━━━━━ Records supplied

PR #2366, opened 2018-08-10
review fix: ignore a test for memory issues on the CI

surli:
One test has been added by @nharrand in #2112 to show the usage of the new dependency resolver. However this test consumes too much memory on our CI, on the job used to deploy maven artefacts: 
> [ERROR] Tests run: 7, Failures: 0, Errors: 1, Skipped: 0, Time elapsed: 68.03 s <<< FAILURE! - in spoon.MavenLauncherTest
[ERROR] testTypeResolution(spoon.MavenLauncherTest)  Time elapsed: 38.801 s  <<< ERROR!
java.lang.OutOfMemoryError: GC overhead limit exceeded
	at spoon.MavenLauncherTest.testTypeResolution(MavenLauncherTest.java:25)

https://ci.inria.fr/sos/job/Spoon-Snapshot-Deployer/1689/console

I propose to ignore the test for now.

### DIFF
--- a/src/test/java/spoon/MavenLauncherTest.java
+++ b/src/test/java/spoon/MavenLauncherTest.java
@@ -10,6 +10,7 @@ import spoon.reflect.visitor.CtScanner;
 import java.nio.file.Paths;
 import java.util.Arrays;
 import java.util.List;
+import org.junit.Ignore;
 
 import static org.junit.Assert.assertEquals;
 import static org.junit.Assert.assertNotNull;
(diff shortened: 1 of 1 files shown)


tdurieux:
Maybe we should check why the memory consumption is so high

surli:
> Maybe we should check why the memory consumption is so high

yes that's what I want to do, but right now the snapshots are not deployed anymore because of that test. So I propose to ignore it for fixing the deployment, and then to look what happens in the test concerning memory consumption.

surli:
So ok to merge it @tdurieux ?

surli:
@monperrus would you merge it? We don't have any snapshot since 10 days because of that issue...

━━━━━━━━━━

## Exercise requirements
Look through the data above and report every line in which "because" appears.

## Answer to this problem
yes that's what I want to do, but right now the snapshots are not deployed anymore because of that test. So I propose to ignore it for fixing the deployment, and then to look what happens in the test concerning memory consumption.
@monperrus would you merge it? We don't have any snapshot since 10 days because of that issue...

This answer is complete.